(Dataset content)

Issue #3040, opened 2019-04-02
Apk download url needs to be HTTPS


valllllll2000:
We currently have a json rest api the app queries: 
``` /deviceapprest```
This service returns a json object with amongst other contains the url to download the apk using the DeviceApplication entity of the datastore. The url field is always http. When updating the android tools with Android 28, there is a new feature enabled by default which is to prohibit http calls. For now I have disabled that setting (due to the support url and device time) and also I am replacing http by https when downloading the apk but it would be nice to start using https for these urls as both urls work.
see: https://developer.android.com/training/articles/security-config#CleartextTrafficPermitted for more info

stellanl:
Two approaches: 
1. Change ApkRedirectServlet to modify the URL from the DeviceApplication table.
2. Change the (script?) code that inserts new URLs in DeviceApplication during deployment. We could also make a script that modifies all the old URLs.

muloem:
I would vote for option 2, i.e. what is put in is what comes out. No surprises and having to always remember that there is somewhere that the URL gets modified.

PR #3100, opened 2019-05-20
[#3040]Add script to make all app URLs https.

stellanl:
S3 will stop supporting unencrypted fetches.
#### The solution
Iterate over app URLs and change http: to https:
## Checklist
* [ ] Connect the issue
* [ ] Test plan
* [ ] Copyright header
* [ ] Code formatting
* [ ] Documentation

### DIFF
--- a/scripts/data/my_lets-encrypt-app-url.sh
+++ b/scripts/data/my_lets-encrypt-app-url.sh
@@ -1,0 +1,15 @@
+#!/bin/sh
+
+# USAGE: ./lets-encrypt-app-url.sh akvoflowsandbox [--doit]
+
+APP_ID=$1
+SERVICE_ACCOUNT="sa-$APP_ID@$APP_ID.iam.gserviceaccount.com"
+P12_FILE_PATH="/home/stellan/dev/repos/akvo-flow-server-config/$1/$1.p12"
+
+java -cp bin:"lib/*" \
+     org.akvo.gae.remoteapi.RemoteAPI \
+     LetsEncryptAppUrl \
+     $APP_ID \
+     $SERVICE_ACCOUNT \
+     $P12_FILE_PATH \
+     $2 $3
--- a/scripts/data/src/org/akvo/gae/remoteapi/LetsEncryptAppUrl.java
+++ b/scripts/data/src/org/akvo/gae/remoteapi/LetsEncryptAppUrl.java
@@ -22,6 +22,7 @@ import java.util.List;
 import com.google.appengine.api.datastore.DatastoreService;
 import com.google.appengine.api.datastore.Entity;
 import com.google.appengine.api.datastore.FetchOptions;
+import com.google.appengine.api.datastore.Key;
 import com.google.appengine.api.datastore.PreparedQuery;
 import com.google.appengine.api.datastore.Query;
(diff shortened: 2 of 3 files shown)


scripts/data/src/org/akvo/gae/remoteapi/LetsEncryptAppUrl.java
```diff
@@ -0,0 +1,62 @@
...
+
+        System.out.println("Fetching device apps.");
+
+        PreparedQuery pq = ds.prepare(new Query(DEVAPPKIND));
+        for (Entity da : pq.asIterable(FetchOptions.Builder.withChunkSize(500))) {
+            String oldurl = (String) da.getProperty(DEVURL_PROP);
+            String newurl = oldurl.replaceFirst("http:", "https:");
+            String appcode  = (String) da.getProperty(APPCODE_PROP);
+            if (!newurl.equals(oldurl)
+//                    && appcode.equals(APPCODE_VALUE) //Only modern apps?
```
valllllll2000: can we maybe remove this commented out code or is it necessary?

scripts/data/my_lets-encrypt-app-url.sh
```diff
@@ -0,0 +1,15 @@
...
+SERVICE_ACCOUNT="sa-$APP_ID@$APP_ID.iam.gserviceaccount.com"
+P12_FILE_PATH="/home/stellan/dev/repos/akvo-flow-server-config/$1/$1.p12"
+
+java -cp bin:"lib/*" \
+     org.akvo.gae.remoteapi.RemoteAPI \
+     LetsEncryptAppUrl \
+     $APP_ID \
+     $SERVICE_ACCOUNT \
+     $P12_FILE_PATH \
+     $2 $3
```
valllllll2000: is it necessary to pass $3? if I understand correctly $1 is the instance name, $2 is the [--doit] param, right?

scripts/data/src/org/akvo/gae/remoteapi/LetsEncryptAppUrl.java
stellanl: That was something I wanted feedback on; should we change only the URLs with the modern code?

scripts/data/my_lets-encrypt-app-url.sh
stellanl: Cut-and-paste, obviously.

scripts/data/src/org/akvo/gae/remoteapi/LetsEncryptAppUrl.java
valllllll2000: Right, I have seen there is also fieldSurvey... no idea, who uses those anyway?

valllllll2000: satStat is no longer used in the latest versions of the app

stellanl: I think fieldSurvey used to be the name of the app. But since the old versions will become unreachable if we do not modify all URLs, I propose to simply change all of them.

(End Dataset content)

**Description of the task**
From the line containing "valllllll2000: Right, I" down to the last line of the data above, copy every line exactly; leave out all other lines.

**Response to this exercise**
valllllll2000: Right, I have seen there is also fieldSurvey... no idea, who uses those anyway?

valllllll2000: satStat is no longer used in the latest versions of the app

stellanl: I think fieldSurvey used to be the name of the app. But since the old versions will become unreachable if we do not modify all URLs, I propose to simply change all of them.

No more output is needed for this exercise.